Potsdamer Konferenz - Forum I
Dr. Ursula Aumüller-Roske Die Umsetzung des Gender-Mainstreaming-Ansatzes in der Niedersächsischen Landesregierung
Lassen Sie mich mit einem Datum beginnen, das - wie ich meine - eine kleine Sensation beinhaltet: Am 26. Oktober 1999 hat sich das Niedersächsische Kabinett zusammen mit den Staatssekretären und Staatssekretärinnen einer mehrstündigen Informationsveranstaltung zum Thema "Gender Mainstreaming" unterzogen. Meines Wissens ist dies bislang einmalig in der Bundesrepublik Deutschland.
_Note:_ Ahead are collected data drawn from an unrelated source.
PR #4555, opened 2025-03-24
PP-13817: Add visually hidden text to GOV.UK Payment ID link

oswaldquek:
https://www.w3.org/WAI/WCAG22/Techniques/css/C7 states:

"The objective of this technique is to supplement the link text by adding additional text that describes the unique function of the link"

Therefore, add the hidden text "GOV.UK Payment ID" before the transaction id [link] for a screen reader to read.

### DIFF
--- a/src/views/simplified-account/settings/webhooks/event.njk
+++ b/src/views/simplified-account/settings/webhooks/event.njk
@@ -12,7 +12,7 @@
   <h1 class="govuk-heading-l">{{ title }}</h1>
 
   {% set resourceLink %}
-    <a class="govuk-link" href="{{ resourceLink }}">{{ event.resource_id }}</a>
+    <span class="govuk-visually-hidden">GOV.UK Payment ID</span><a class="govuk-link" href="{{ resourceLink }}">{{ event.resource_id }}</a>
   {% endset %}
   {{ govukSummaryList({
     classes: "webhooks-summary-card",
--- a/src/views/simplified-account/settings/webhooks/event.njk
+++ b/src/views/simplified-account/settings/webhooks/event.njk
@@ -12,7 +12,7 @@
   <h1 class="govuk-heading-l">{{ title }}</h1>
 
   {% set resourceLink %}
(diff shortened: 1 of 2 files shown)


src/views/simplified-account/settings/webhooks/event.njk
```diff
@@ -12,7 +12,7 @@
   <h1 class="govuk-heading-l">{{ title }}</h1>
 
   {% set resourceLink %}
-    <a class="govuk-link" href="{{ resourceLink }}">{{ event.resource_id }}</a>
+    <span class="govuk-visually-hidden">GOV.UK Payment ID</span><a class="govuk-link" href="{{ resourceLink }}">{{ event.resource_id }}</a>
```
kerrr, line 15: Should this have a space after the ID, inside the span? Just wondering how a screenreader would interpret there being no space between "... ID" and the link?

oswaldquek: I have no idea about this, @sallytolson1 can you comment?

kerrr: I've had a dig into the Design System for the [govukSummaryList](https://design-system.service.gov.uk/components/summary-list/#options-summary-list-example--rows-value). Though it doesn't mention this scenario, the sample HTML output when they use the `visuallyHiddenText` in  actions, DOES add a space in the span that is vissually hidden.

```
actions: {
        items: [
          {
            href: "#",
            text: "Change",
            visuallyHiddenText: "address"
          }
        ]
      }
```

becomes

```
<dd class="govuk-summary-list__actions">
      <a class="govuk-link" href="#">Change<span class="govuk-visually-hidden"> address</span></a>
    </dd>
```

So there is some precedent.

sallytolson1: Good point @kerrr, I think we should include a space after "GOV.UK payment ID". Thanks

oswaldquek: Thanks @sallytolson1 , I've committed the change.

PR #4556, opened 2025-03-24
PP-13818: Add visually hidden heading to 'Signing secret'

oswaldquek:
The reason for this change is the same as https://github.com/alphagov/pay-selfservice/pull/4555


DomBelcher (approved):
LGTM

Wie war es möglich, dass es zu so einer Unterrichtung kommen konnte, was war der Vorlauf?
Wie einige von Ihnen sicher noch wissen, wurde 1998 nach den Landtagswahlen in Niedersachsen das Frauenministerium aufgelöst und in das ehemalige Sozialministerium integriert. Mit dem Beschluss über die Auflösung des Frauenministeriums kam es im Juni 1998 zu einem Organisationsbeschluss des Kabinetts, mit dem die Einrichtung einer Abteilung Frauen im neu zu gründenden Ministerium für Frauen, Arbeit und Soziales beschlossen wurde sowie die Integration der Referate "Frauen im Beruf" in die Fachabteilung Arbeit und des Referates "Frauenrelevante Aspekte in den Bereichen Raumordnung, Stadtbau, Bauaufsicht und Wohnungswesen" in die Fachabteilung Städtebau und Wohnungswesen. Damit werde, so das Kabinett, gewährleistet, "dass Frauenbelange in den Fachabteilungen durch eigenständige Gestaltungsmöglichkeiten zur Geltung kommen und rechtzeitig ein wesentlicher Einfluss auf politische Konzepte und Programme der Abteilungen genommen wird".
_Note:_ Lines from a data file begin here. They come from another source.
PR #4580, opened 2025-04-08
PP-13622 Fix incorrect negation of value in the admin tool search when a dispute is won

marcotranchino:
With this change, we are fixing a bug for which disputed amounts are shown in the admin tool always as negative numbers.

The logic will now consider also the state of the dispute and present the value as positive when the dispute has been won by the service.

Further information in Jira.

https://payments-platform.atlassian.net/browse/PP-13622

### Screenshot from the cypress tests

Won disputes are positive values

### DIFF
--- a/src/utils/transaction-view.js
+++ b/src/utils/transaction-view.js
@@ -109,9 +109,10 @@ module.exports = {
       }
 
       const transactionType = element.transaction_type && element.transaction_type.toLowerCase()
-      if (transactionType === 'refund' || transactionType === 'dispute') {
+      if (transactionType === 'refund' || (transactionType === 'dispute' && element.state.status !== 'won')) {
         element.amount = `–${element.amount}`
       }
+
       delete element.created_date
     })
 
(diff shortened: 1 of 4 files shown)


src/utils/transaction-view.js
```diff
@@ -109,9 +109,14 @@ module.exports = {
       }
 
       const transactionType = element.transaction_type && element.transaction_type.toLowerCase()
-      if (transactionType === 'refund' || transactionType === 'dispute') {
+      if (transactionType === 'dispute') {
+        console.log('\n\n\nDispute transaction type found. Element state=', element.state)
+        console.log('\n\n\n')
+      }
```
kerrr, line 115: Can we need these logs?

marcotranchino: No, we don't. I'll remove them before publishing the PR. 👍

marcotranchino: Logs removed, now. Thank you

hjvoid (approved):
LGTM 👍

PR #4594, opened 2025-04-24
PP-13984 Upgrade pay-selfservice with newest pay-js-commons

marcotranchino:
## WHAT

With this change, we are updating pay-selfservice to use the new pay-js-commons.

We are also updating the version for pay-js-metrics.


marcotranchino:
No longer needed

PR #4599, opened 2025-04-28
PP-14020 Fix feedback form so that email cannot be replaced

marcotranchino:
With this change, we are fixing a minor issue with an internal feedback form so that service admins cannot replace the email address when sending feedback.

Further information in Jira.

https://payments-platform.atlassian.net/browse/PP-14020


hjvoid (approved):
`email: email` could just be `email` here, but think it's probably more readable to leave as is so LGTM 🙂

PR #4604, opened 2025-05-07
PP-14053 Update payment link deletion functionality

marcotranchino:
## What

With this change, we are changing the functionality for Service Admins to
delete payment links.

We are adding the use of an anti-CSRF token and also using the method POST
instead of GET as for all the other state changing actions.

### How

* Log on as a service admin
* Create a payment link
* Delete the payment link

### Accessibility considerations

No views / interactions have been changed.


src/routes.js
```diff
@@ -372,7 +372,8 @@ module.exports.bind = function (app) {
 
   account.get(paymentLinks.manage.index, permission('transactions:read'), paymentLinksController.getManage)
   account.get(paymentLinks.manage.disable, permission('tokens:create'), paymentLinksController.getDisable)
-  account.get(paymentLinks.manage.delete, permission('tokens:create'), paymentLinksController.getDelete)
+  account.get(paymentLinks.manage.delete, permission('tokens:create'), paymentLinksController.getDelete.get)
```
SandorArpa, line 375: Perhaps renaming getDelete to delete? getDelete.post is a bit contradictory

SandorArpa (changes requested):

src/routes.js
marcotranchino: I was avoiding renaming the file itself. But I agree with you. I will update it now. Thanks!

SandorArpa (approved):
LGTM

src/routes.js
marcotranchino: Amended, thanks!

PR #4609, opened 2025-05-12
BAU fix bug in redirect after login code

nlsteers:
## What

- when accessing a selfservice URL when not logged in, upon logging in you are now redirected back to the URL you were trying to access


manishlad-cs (approved):
auth.service entries look good to me.
Unfamiliarity with code so one question are the noautherror entries also directly for this?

Die Organisationsentscheidung wurde vom Kabinett in den Zusammenhang des Gender-Mainstreaming-Ansatzes der Europäischen Kommission gestellt. Dieser wurde in der Begründung des Kabinettsbeschlusses vorgestellt. Außerdem wurde erklärt, dass zur Einführung dieser Strategie in allen Abteilungen des Ministeriums für Frauen, Arbeit und Soziales (MFAS) Fortbildungsmaßnahmen durchgeführt und in Zusammenarbeit mit der Frauenabteilung entsprechende Arbeitsschwerpunkte entwickelt werden sollen.
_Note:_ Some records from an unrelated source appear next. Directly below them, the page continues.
PR #900, opened 2015-04-02
RSS configs for CustomAsteroids and SCANSat

aw94:
Preeeety sure that the chances of these working is ~50%


aw94:
Failed because of [this](https://github.com/aw94/CKAN-core/commit/72577c59d88e29ec1f326cbed58b35921fbb5676) change I made earlier in CKAN-core... Going to see if I can figure out how to make it work.

aw94:
Timed out...

Dazpoet:
Stumbled upon this just now. These files are automatically installed through RSS are they not? Is there a specific reason to break them out of RSS and into their own thing? If so they would need to be filtered out from RSS before these could work. That might be a good thing to add to https://github.com/KSP-CKAN/NetKAN/pull/889 if the need exists. Seeing as we're already mucking about with RSS in there.

aw94:
RSS includes them, but I don't think they're installed to the proper folders at this time. 

I broke them out because I thought that's what's preferred with configs, so if someone wants to use something different with RSS they can. If that's not the case, then I'm fine with including them in RSS.

I think I got the filters right? And yeah, adding this to #889 seems like it could work, since some of the dependencies could have changed

Dazpoet:
.cfg files do not require to be put into specific folders to my knowledge, hence their placement in a unified folder for compatibility. Do correct me on this if I'm wrong!

The implications of #889 and #892 is that RSSConfigs are now bundled with their own compatibility files and I wonder if there is ever a case where a person would create a mod that specifically messes with the compatibility files for a distinct RSSConfig without also making other changes big enough to warrant its own RSSConfig?

After some consideration I find myself somewhat opposed to these changes seeing as they generate additional configurability to a part of a mod I doubt anyone will ever want to configure. If there are indeed a "market" for changed compatibility configs for specific RSSConfigs I'll add it but right now it just seems like adding complexity for the sake of complexity.

Dazpoet:
#rebuild

aw94:
I always had the impression that the location of .cfg files mattered, which is why we have things like the RemoteTech RSS config. It might depend on the mod, though; I believe Contract Configurator works with .cfg files anywhere, while other mods might require files to be in the right place. I'm not sure what the case is for SCANSat and CustomAsteroids.

If the .cfg file locations don't matter, then I agree that this isn't necessary, especially with the new changes. N

Dazpoet:
RemoteTech RSS config exists because it used to be that RemoteTech came with a specific file which RSS had to overwrite. CKAN doesn't support overwriting so instead a workaround using different downloads was created. As for .cfg files mattering in their placement this is true for e.g. part.cfg since those often include hardcoded paths to stuff, it is not true for MM patches though which these .cfg files are.

Dazpoet:
Doublechecking and yes these are indeed MM patches. With that I'll conclude that we can close this since #889 should solve any and all usecases where this would be relevant. So if everything goes to hell in a few months I'll accept blame ;)

A note also: You would have had to change RealSolarSystem.netkan aswell for this change to work since it would in its current state create duplicates of the .cfg files you're putting into other folders due to them depending on RSS :)

aw94:
Ah, ok. Didn't know that. I think you're right in thise case.

As for the .netkan -- oops >___<

PR #911, opened 2015-04-07
RealFuels no longer has a TweakScale directory in the zip

pjf:
This PR makes it index friendly again.


pjf:
I hereby invoke the power of hubris, with the reassurance of jenkins, to merge my own PR.

PR #913, opened 2015-04-07
Add impact mod

tomforwood:
Please can you add my mod to CKAN

### DIFF
--- a/NetKAN/Impact.netkan
+++ b/NetKAN/Impact.netkan
@@ -1,0 +1,9 @@
+{
+    "spec_version" : 1,
+    "identifier"   : "Impact",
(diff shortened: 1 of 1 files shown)


BasharMilesTeg:
Line 7 (license) should have "MIT" instead of "MIT license". The full list of valid licenses can be found https://github.com/KSP-CKAN/CKAN/blob/master/CKAN.schema#L254

Dazpoet:
The "name" line should be the name of the mod as it is displayed in the CKAN GUI. Now it's the same as the abstract which seems unorthodox, is this the way you want it or has there been a misunderstanding?

tomforwood:
Thanks, I think I got confused with the identity field

PR #915, opened 2015-04-08
Update kerbalstuff URL

kikillotest:


Ippo343:
I'm sorry but I have to reject this.
The URL pointing only to the mod identifier will keep working in the future even if the mod is renamed, while this change makes it so that the link might break in the future.

Sorry, but thanks for contributing!

PR #919, opened 2015-04-08
Update SETIBalanceMod.netkan

Y3mo:
Removed 2 dependencies and added them as recommendations, also added 2 more recommendations based on the feedback in the forum thread.

I am the author of the mod and those changes are valid for new version released yesterday.

Thank you very much!


Dazpoet:
I'll merge this based on visual inspection since Jenkins not having time to dl SETI is a known issue since earlier versions.

PR #922, opened 2015-04-09
New file added

linuxgurugamer:
New mod


Dazpoet:
Does this supercede https://github.com/KSP-CKAN/NetKAN/pull/921 ?

linuxgurugamer:
I think so, if I recall, the 922 included the file that 921 had

linuxgurugamer:
I just saw that the GrandTours is now in CKAN, thanks

How would I change the name?  It appears that I didn't put a space 
between "Contract" and "Pack"?

Is it just a matter of updating the netkan file and pushing it?

Thanks


JBB

Dazpoet:
The name is fetched from Kerbalstuff where there is no space. You can hardcode a name into the netkan file using ``` "name" : "<nameyouwant>",```

Should you choose to update the name on KS (if that is even possible?) You'll also need to change the metadata in the netkan file for the kerbal stuff resource entry which now (correctly) points to an adress with no space between contract and pack.

PR #938, opened 2015-04-14
Fixing dependency of KSPAPIExt to avoid AD problems

Dazpoet:
A user whose name I cannot for the life me remember told me about this problem on irc. Installation of the two mods affected by this PR (NF-Propulsion and SmartParts) both give the KSPAPIExtensions.dll which can then be autodetected by CKAN at a later stage and prevent the correct installation of that mod.

Effects of these changes are that people doing `ckan update` will be asked to perform a reinstall and ckan will handle it for them while people using GUI will run into some forced manual intervention upon updating either of these mods, see https://github.com/KSP-CKAN/CKAN/issues/795


Dazpoet:
Ok so I just read http://forum.kerbalspaceprogram.com/threads/81496-0-90-KSPAPIExtensions-V1-7-2-Utilities-for-shared-mod-use-16-Dec?p=1184389&viewfull=1#post1184389 and now I'm not sure this is the right way to go about this.

It would appear that the way KSPAPIExtensions is used/bundled clashes with how CKAN does things. That information is pretty old though but http://forum.kerbalspaceprogram.com/threads/81496-0-90-KSPAPIExtensions-V1-7-2-Utilities-for-shared-mod-use-16-Dec?p=1664750&viewfull=1#post1664750 seems to imply that the situation has not changed.

On another note though it woul also appear that KSPAPIExtensions isn't update all that often https://github.com/Swamp-Ig/KSPAPIExtensions/releases and as such this solution should work until such a time that KSPAPIExtensions start bursting out new releases at a rapid pace and mods depending on it stop working due to not keeping up.

Dazpoet:
Some discussion on irc leads me to the conclusion that this is a bad idea. However the issue of it being Autodetected probably persists... not sure how to solve it but this is apperantly *not* the right way.

PR #939, opened 2015-04-15
Mods by RaiderNick

BasharMilesTeg:
At the request of @NathanKell I have created .netkan files for the 5 mods by @RaiderNick on KS.
The following issues should be resolved before merging in addition to further testing:

Should any of these 'suggest' each other or another mod?

**Skylab (RN_Skylab)**:
Does this really need MM?

**Soviet Probes & Rockets (RN_Soviet_Probes)**:
Should 'Soviet_Probes_TR.cfg' be installed by default? if not does it need MM?
Can CKAN handle Subassemblies?
Do I need to add the FASA Reflection Plugin to CKAN so this can depend on it?

**Salyut Stations & Soyuz Ferries (RN_Salyut)**:
Would it be better to name this RN_Salyut_Soyuz?
Do I need to add the FASA Reflection Plugin to CKAN so this can depend on it?
Do I need to make a 'just the solar panels' variation on KOSMOS for the purposes of this? (and where is KOSMOS in CKAN?)
Do I need to add 'soviet pack plugins' to CKAN so this can depend on it?

**US Probes Pack - Old and New (RN_US_Probes)**:
Do I need to add the FASA Reflection Plugin to CKAN so this can depend on it?


Dazpoet:
#rebuild

Dazpoet:
The problem reported by Jenkins is not reproducable using the latest netkan that works on windows (https://github.com/KSP-CKAN/CKAN-nightly/releases/tag/jenkins-NetKAN-126) but shows up using the latest NetKAN (https://github.com/KSP-CKAN/CKAN-nightly/releases/tag/jenkins-NetKAN-132) under OS X.

Dazpoet:
From my understanding the solar panels you require from KOSMOS are found in the KOSMOS-SSPP pack which is marked down as only compatible with 0.25 both on KS and here on CKAN. Is it working in 0.90 and metadata hasn't caught up or is it truly 0.25 only?

As for the other part of KOSMOS (the -URM package) I just opened #940 to resolve the issue of it not updating properly :+1:

NathanKell:
Parts packs almost never are made obsolete by an update. I would bet that KOSMOS-SSPP works fine on .90.

Dazpoet:
#950 should help you with getting solar panels, from what I gather they are in there?

Dazpoet:
#rebuild

Dazpoet:
Afaik CKAN cannot handle subassemblies since they appear to be stored in the saves folder which isn't one you're allowed to manipulate, see [here](/https://github.com/KSP-CKAN/CKAN/blob/master/Spec.md#optional-fields).

RN_Salyut should now be able to depend on KOSMOS-SSPP to get the solar panels. As for the name it seems to have Salyut and Soyuz in it so I think it would not be incorrect to name it RN_Salyut_Soyuz, heck maybe the namechange will shake Jenkins enough to stop being an ass.

FASA reflection plugin appears to be bundled when installing FASA through CKAN. Atleast there's a file named ReflectionPlugin.dll in `FASA/Plugins/ReflectionPlugin.dll`

On a totally unrelated note this PR made me check out these mods and now I want to use them.

Dazpoet:
More testing under OS X made me notice this, which also happens on Jenkins

```
7810 [1] DEBUG CKAN.NetFileCache (null) - Storing https://kerbalstuff.com/mod/79/Salyut Stations %26 Soyuz Ferries/download/0.92
...
7887 [1] DEBUG CKAN.NetFileCache (null) - Checking cache for https://kerbalstuff.com/mod/79/Salyut Stations %2526 Soyuz Ferries/download/0.92
```

It would appear that the file netkan.exe is storing is not identical to what it's searching for. Why this happens I do not know but maybe it can give someone else a lead?

Under OS X the %2526 reported by Jenkins in the second line is instead a %252526. Some quick google gave me [this answer](http://stackoverflow.com/questions/9292865/what-is-url-encoding-2526) which claims this happens when you url-encode something twice. In this case, just like the example one, it appears the "&" sign is encoded twice, or thrice under OS X.

The only other mod I found directly with the "&" is [Tantares](https://github.com/KSP-CKAN/NetKAN/pull/76) and quite a lot has changed since november last year.

Dazpoet:
#rebuild since Jenkins has had some changes and now appear to genereate more information so we can track down this problem.

pjf:
#rebuild, since I can't seem to reproduce this locally. :/

pjf:
Upgraded the version of mono that jenkins uses.

#rebuild

Dazpoet:
#rebuild

pjf:
#rebuild and oh please to be working this time netkan

pjf:
BOOYAH!

pjf:
#rebuild again, this time if all goes well jenkins will pretend we're living in a 1.0.0 paradise.

hakan42:
I believe this will not work because the build.sh change is in master, but this branch was created before... It would need to be rebased first.

Dazpoet:
#rebuild

BasharMilesTeg:
This should be ready to go now, with the exception of HotRockets needing a version bump.

Dazpoet:
Closing on request of author

NathanKell:
Reopened at request of Raidernick (miscommunication re: closing).

Dazpoet:
Does this mean we can also re-open https://github.com/KSP-CKAN/NetKAN/pull/1073 ?

Dazpoet:
@BasharMilesTeg will have to add it and push to this branch then :)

Außerdem wurden besondere Vortragsrechte der mit Frauenbelangen befassten Referate in den Fachabteilungen gegenüber der Leitung des MFAS vorgesehen, um die Bedeutung der Gleichstellungsproblematik zu unterstreichen. Gleichzeitig wurde dargelegt, dass die Fortbildungseinrichtungen des Landes künftig in ihren Angeboten gezielt auf eine Sensibilisierung für frauenpolitische Belange hinwirken sollen, um so eine Bewusstseinsveränderung in der Landesverwaltung anzuregen. Insbesondere dieser Aspekt solle in die Fortbildung der Führungskräfte einbezogen werden.
Die Niedersächsische Frauenministerin Heidi Merk hat diesen Kabinettsbeschluss zum Startsignal für eine offensive Umsetzung des Gender-Mainstreaming in der Niedersächsischen Landesregierung genutzt. Das Ministerium für Frauen, Arbeit und Soziales, das für die Umsetzung des neuen Politikansatzes federführend zuständig ist, hat zunächst im eigenen Hause begonnen, den Gender-Mainstreaming-Ansatz umzusetzen. Als erster Schritt wurde die Berücksichtigung des Gender-Mainstreaming-Ansatzes in der Geschäftsordnung unseres Hauses und damit in allen Geschäftsabläufen des Ministeriums verankert. Danach haben alle Mitarbeiterinnen und Mitarbeiter bei allen Vorgängen geschlechtsspezifische, insbesondere frauenpolitische Auswirkungen zu berücksichtigen.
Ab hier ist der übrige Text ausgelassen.